Um für euch einen Erlebnisbericht in punkto „Freizeitaktivitäten für die ganze Familie“ zu schreiben, sind wir von Zürich nach Schongau gefahren, um einen ganzen Nachmittag im Erlebnispark Schongiland zu verbringen. Ein Freizeitpark für die ganze Familie. Egal ob an einem Mittwoch-Nachmittag oder am Wochenende, Spass kann man da jeden Tag haben.
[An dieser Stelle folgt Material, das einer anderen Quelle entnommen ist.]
PR #4723, opened 2024-06-27
Clarify the use of `@blend_src` in certain shader stages

Jiawei-Shao:
It is not suitable to say `blend_src` "must only be used as an output of the fragment shader stage" because apparently we need to use the struct variables with `blend_src` in many other places.

For example, we can first declare a struct variable with `blend_src` and assign values into the struct before using the struct in the
return expression of the entry point.

### DIFF
--- a/wgsl/index.bs
+++ b/wgsl/index.bs
@@ -8439,7 +8439,9 @@ path: syntax/blend_src_attr.syntax.bs.include
     [=attribute/location=] attribute.
     [=shader-creation error|Must=] only be applied to declarations of objects with [=numeric scalar=]
     or [=numeric vector=] type.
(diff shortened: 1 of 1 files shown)


alan-baker (approved):

kainino0x (commented):
I'm not familiar enough with how this should be worded, will defer review to WGSL editors.

dneto0 (approved):
LGTM.

We have a separate discussion about the scope of the "only used in a .... stage" being scoped to only be talking about shader input/output.
https://b.corp.google.com/issues/350478877

dneto0:
> We have a separate discussion about the scope of the "only used in a .... stage" being scoped to only be talking about shader input/output. https://b.corp.google.com/issues/350478877

I filed https://github.com/gpuweb/gpuweb/issues/4748 for this.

„Dieser Freizeitpark ist perfekt für Familien mit Kindern mit grösseren Altersabständen, denn vom Kinderkarussell und der für grössere langweiligen „TschuTschu“-Bahn bis über die Attraktionen die erst ab 6 Jahre sind und ein gewisses Gewicht vorschreiben, gibt es wirklich alles.“

Als wir nach 39 Minuten Autofahrt mitten im Industriegebiet bei hohen Temperaturen angekommen sind, erlebten wir eine sonderbare Szene während wir auf dem Parkplatz auf unsere Freunde gewartet haben. Nämlich drei kleine Kinder, die weinend aus dem Park gelaufen sind. Mein zehnjähriger Sohn sagte noch zu mir „Mama, ich glaube es ist nicht so lässig hier drin, wenn Kinder weinend rauskommen, ich glaube das wird nichts“. Natürlich war dem nicht so, die Kids haben geweint, weil sie eigentlich gar nicht mehr nach Hause wollten stellte sich heraus.

Ehrlich gesagt haben wir uns erst mal verlaufen, bis uns ein Industriearbeiter darauf aufmerksam gemacht hat, dass wir auf dem falschen Weg sind. Jedoch nur paar Schritte weiter wurden wir fündig und am Eingang freundlich empfangen. Der Eintritt kostet für Kinder ab 5 Jahren CHF 19.-, Erwachsene ab 15 Jahren CHF 21.- und Senioren ab 60 Jahren CHF 14.- zzgl. einer pauschalen Parkplatzgebühr von CHF 3.-. Damit man eine Übersicht der Attraktionen und dessen Standort hat, erhält man eine Karte vom ganzen Freizeitpark.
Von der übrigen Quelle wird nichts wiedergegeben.